PROBLEM REQUIREMENTS: When you find the line with "Return 404 for" among the records below, reproduce it and each line after it exactly, ending with the line with "The routes return".

(MATERIAL SHOWN begins)

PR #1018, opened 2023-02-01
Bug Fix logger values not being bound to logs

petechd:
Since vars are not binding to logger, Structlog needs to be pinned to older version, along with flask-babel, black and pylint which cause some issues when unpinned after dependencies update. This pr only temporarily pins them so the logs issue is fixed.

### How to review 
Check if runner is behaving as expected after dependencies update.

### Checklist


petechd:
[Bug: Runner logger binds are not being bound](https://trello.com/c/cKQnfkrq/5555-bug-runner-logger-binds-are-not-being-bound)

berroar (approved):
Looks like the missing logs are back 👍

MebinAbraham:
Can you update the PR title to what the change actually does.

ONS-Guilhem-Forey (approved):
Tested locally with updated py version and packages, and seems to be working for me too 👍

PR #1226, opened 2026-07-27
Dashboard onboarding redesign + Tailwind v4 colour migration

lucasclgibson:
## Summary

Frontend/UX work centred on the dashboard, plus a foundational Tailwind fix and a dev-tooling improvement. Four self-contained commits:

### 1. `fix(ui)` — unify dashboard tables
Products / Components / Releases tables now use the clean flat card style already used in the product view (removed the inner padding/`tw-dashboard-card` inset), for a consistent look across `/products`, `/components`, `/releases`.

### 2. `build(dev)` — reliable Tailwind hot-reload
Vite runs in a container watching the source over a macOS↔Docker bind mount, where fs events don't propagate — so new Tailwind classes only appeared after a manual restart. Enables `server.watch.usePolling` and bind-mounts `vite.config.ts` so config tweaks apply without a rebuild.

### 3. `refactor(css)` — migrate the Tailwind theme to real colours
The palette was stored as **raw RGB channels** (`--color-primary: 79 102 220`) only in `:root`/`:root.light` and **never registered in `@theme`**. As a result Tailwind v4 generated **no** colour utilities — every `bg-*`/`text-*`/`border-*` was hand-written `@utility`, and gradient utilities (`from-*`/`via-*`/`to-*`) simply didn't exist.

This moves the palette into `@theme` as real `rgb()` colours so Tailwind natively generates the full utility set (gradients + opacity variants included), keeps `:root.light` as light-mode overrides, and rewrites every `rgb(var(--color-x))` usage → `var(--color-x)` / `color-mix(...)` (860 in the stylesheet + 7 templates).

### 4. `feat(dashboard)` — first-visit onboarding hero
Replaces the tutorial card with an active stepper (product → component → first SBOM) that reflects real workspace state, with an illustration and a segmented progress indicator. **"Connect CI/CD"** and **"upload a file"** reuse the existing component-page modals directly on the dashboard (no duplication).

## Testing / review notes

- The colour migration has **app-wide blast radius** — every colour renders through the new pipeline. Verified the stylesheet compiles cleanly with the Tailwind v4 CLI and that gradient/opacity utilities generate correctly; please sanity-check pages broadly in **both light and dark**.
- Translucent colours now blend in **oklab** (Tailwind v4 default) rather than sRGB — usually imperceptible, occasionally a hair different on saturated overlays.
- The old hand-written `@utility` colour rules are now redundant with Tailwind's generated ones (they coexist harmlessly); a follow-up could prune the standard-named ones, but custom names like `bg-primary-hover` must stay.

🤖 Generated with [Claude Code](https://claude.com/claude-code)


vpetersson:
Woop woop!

(MATERIAL SHOWN ends)
(MATERIAL SHOWN begins)

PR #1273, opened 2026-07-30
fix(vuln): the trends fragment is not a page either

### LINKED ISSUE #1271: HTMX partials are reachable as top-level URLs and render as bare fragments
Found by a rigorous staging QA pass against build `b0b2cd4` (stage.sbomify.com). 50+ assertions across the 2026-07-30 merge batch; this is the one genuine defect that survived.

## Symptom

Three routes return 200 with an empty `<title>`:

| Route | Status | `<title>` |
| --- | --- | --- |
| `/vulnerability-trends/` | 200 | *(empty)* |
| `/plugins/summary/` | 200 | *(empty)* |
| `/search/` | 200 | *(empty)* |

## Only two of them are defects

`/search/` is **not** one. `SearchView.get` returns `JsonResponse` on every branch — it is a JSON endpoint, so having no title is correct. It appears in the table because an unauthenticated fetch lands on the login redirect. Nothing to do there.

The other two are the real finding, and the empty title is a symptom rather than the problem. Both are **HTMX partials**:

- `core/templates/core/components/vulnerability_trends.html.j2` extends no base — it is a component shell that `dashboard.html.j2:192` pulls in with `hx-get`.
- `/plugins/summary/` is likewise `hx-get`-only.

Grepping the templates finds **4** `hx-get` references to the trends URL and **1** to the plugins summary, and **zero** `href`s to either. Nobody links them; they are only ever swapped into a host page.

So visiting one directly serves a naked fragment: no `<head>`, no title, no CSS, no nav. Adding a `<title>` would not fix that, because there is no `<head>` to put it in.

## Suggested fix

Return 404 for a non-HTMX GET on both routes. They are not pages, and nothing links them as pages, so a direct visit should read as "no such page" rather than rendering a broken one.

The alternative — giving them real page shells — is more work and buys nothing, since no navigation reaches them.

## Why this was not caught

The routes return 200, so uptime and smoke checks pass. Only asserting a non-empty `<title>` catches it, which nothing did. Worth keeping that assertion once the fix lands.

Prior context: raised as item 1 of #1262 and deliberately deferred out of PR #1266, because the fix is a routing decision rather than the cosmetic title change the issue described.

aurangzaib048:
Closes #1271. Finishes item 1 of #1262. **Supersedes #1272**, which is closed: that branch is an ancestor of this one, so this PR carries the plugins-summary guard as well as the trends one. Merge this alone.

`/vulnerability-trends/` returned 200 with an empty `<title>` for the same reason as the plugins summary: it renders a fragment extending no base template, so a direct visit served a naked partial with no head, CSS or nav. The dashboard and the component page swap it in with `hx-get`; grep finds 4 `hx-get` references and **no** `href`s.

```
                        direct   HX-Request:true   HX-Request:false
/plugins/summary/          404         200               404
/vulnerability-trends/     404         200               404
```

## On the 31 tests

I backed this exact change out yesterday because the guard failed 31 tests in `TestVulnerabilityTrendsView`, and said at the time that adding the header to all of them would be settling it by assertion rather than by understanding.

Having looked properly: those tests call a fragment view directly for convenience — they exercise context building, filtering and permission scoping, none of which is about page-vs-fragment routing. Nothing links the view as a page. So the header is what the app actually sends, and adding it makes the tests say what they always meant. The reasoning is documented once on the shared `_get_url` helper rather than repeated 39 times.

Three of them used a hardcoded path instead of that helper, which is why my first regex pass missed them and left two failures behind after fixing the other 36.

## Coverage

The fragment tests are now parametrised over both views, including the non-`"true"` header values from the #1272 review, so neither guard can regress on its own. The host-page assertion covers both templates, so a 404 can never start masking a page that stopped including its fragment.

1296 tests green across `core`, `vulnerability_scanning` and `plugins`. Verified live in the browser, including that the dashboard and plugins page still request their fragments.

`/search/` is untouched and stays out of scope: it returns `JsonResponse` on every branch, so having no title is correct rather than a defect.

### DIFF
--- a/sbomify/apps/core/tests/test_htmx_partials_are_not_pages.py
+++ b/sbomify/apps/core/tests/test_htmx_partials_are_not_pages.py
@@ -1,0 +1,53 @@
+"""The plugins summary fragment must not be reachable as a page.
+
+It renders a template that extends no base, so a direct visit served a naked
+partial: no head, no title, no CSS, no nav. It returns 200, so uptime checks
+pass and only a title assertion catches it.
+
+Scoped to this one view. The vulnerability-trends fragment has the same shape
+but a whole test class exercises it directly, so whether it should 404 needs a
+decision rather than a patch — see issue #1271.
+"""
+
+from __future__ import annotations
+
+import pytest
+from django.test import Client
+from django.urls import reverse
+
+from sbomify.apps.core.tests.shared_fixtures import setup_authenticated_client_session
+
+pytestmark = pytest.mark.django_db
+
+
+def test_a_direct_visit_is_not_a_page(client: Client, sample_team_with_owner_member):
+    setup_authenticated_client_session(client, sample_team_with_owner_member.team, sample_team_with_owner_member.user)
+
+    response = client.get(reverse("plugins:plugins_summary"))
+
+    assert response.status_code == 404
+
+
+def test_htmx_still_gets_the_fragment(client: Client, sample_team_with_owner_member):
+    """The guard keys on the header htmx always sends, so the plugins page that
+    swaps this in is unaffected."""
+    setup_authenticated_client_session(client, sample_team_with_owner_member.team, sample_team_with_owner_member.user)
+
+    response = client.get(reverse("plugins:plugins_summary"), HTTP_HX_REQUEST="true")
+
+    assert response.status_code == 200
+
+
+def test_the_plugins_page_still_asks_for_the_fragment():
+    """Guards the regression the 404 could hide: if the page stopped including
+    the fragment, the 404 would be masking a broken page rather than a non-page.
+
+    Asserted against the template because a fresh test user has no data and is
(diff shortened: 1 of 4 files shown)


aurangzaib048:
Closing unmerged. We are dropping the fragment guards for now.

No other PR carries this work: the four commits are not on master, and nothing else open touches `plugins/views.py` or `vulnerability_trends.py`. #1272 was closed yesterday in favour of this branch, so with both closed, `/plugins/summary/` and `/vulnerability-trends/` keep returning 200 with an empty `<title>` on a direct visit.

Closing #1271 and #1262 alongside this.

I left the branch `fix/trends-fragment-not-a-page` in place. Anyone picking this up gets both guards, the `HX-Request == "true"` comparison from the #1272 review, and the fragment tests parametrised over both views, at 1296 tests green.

(MATERIAL SHOWN ends)
(MATERIAL SHOWN begins)

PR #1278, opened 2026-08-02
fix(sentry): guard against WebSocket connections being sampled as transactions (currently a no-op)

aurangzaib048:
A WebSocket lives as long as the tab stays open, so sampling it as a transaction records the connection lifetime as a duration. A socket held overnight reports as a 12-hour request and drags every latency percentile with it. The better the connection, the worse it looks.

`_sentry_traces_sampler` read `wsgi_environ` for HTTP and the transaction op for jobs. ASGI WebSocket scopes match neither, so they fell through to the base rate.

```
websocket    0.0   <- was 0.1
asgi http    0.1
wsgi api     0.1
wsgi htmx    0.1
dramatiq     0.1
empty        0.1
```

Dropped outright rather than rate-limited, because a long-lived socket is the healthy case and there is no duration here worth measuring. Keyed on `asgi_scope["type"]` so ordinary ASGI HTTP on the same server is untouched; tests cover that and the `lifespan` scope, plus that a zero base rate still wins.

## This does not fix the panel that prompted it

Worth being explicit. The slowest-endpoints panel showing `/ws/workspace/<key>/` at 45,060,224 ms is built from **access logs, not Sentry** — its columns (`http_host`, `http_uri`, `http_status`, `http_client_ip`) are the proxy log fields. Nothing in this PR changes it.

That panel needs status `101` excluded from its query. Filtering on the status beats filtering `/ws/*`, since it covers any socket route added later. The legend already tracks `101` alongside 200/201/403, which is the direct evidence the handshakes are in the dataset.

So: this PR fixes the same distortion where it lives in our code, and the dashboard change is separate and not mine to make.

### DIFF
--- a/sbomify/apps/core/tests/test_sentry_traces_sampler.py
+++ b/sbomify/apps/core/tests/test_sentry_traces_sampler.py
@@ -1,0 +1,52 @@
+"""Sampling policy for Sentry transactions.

(MATERIAL SHOWN ends)

RESPONSE AREA:
Return 404 for a non-HTMX GET on both routes. They are not pages, and nothing links them as pages, so a direct visit should read as "no such page" rather than rendering a broken one.

The alternative — giving them real page shells — is more work and buys nothing, since no navigation reaches them.

## Why this was not caught

The routes return 200, so uptime and smoke checks pass. Only asserting a non-empty `<title>` catches it, which nothing did. Worth keeping that assertion once the fix lands.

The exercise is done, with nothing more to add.